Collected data
:::
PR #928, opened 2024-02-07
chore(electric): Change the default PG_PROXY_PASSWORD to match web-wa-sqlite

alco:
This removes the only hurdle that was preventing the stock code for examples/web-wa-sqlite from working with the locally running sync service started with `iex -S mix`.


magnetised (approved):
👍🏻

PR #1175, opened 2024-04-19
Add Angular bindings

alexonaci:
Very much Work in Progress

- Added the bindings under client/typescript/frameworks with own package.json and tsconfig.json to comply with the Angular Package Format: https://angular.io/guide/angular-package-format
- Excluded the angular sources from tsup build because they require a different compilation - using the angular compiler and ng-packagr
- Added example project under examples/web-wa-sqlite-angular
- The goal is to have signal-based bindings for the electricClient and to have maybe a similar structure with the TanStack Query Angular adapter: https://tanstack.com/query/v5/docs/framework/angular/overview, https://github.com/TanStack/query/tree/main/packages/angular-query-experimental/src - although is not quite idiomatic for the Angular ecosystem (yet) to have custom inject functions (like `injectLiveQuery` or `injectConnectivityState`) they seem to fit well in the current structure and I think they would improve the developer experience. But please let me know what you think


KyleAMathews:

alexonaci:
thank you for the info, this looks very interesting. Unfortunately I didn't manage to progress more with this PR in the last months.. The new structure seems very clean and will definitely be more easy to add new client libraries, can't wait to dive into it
:::
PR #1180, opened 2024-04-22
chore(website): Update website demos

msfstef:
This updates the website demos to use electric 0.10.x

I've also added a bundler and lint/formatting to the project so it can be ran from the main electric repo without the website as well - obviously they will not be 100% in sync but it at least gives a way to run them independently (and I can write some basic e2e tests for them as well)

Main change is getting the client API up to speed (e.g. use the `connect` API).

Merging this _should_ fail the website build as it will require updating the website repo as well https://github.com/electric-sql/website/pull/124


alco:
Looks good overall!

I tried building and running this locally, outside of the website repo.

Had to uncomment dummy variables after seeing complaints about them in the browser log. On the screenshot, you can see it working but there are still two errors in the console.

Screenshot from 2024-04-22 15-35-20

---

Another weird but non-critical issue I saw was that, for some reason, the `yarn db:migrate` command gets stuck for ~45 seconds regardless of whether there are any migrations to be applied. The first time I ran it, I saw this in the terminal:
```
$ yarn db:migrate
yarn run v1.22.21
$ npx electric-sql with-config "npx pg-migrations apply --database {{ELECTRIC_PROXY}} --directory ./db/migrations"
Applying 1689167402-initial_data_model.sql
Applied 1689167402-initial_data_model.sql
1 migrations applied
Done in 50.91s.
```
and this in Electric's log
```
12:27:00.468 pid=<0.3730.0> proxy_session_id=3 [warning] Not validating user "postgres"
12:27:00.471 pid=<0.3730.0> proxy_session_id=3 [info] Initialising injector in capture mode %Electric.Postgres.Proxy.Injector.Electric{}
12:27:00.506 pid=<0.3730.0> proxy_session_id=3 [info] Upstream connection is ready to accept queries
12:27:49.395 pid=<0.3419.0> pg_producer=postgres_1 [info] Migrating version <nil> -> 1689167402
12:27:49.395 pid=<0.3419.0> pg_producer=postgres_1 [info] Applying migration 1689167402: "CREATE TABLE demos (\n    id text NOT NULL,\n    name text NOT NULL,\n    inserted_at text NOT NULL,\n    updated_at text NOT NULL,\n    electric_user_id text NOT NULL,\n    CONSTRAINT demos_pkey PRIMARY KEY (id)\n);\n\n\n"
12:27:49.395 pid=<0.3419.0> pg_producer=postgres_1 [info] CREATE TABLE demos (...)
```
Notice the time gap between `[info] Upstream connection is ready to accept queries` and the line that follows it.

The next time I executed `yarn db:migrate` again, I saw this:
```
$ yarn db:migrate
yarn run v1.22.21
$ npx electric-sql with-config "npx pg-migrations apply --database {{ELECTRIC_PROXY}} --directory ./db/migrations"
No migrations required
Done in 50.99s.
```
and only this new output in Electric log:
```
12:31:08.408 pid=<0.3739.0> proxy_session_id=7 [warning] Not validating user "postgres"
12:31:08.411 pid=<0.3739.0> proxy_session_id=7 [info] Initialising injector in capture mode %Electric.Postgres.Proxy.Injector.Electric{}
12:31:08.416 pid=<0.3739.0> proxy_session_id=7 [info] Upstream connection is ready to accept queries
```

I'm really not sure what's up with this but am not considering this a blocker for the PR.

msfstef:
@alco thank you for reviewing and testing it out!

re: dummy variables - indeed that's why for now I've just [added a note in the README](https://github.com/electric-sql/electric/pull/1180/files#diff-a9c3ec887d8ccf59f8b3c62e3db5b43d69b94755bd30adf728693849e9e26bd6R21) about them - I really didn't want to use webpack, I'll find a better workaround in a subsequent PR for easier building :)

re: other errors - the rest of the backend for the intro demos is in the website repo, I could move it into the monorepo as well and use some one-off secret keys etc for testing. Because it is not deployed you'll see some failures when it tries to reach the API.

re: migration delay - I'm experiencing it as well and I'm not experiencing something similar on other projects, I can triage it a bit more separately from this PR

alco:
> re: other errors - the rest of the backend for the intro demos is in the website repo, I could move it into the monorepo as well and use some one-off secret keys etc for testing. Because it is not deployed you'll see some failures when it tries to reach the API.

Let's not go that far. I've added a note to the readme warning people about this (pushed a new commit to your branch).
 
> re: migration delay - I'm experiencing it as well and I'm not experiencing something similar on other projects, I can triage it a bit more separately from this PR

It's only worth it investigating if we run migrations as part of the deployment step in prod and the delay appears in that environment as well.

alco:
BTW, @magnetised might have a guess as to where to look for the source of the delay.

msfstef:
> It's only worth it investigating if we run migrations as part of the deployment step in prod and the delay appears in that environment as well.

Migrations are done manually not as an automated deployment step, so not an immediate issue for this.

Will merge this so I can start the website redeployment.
:::
**Task item**
Every line in the entries above that mentions the word "Injector" must be shown.

**Solved exercise**
12:27:00.471 pid=<0.3730.0> proxy_session_id=3 [info] Initialising injector in capture mode %Electric.Postgres.Proxy.Injector.Electric{}
12:31:08.411 pid=<0.3739.0> proxy_session_id=7 [info] Initialising injector in capture mode %Electric.Postgres.Proxy.Injector.Electric{}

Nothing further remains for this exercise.